• _TASK BRIEF_
Your answer should consist of every line in the records that holds "LGTM".

• _SUPPLIED DATA_
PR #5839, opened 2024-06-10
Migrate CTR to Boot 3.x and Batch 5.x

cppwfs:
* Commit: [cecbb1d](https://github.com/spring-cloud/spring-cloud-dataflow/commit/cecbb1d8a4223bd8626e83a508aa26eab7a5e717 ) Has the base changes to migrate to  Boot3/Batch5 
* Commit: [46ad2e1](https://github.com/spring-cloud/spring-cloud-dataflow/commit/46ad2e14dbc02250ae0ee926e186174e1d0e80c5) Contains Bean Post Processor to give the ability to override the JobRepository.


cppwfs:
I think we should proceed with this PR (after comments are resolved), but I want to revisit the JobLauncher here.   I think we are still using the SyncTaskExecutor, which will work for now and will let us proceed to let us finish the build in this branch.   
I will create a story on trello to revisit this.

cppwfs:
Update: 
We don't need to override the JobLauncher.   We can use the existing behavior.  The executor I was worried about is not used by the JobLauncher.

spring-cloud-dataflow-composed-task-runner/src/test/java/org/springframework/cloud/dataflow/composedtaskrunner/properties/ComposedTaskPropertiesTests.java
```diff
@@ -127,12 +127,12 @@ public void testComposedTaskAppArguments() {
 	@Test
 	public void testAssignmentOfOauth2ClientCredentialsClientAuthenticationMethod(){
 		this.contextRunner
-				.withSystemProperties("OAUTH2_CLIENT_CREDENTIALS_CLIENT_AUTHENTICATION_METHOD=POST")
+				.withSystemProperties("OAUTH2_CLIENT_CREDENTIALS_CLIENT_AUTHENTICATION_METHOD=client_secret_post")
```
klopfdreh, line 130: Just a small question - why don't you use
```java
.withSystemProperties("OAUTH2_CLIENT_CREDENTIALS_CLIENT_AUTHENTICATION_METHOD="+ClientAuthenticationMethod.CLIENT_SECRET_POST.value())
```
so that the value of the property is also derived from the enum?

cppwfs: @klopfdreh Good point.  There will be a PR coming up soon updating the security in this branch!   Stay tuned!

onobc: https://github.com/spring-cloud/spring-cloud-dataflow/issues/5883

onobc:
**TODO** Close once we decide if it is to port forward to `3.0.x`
* * *
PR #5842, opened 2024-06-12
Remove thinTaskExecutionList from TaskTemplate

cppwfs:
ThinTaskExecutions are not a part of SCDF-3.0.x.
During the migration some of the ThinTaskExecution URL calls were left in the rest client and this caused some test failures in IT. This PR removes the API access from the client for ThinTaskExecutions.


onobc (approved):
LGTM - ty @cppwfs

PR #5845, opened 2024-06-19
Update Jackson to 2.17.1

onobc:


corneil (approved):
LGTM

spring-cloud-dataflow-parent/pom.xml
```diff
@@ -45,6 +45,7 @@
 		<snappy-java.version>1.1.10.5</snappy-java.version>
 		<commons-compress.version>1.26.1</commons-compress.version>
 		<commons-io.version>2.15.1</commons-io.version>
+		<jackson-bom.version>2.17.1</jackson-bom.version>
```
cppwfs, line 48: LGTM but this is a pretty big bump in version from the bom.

• _RESPONSE BELOW_
LGTM - ty @cppwfs
LGTM
cppwfs, line 48: LGTM but this is a pretty big bump in version from the bom.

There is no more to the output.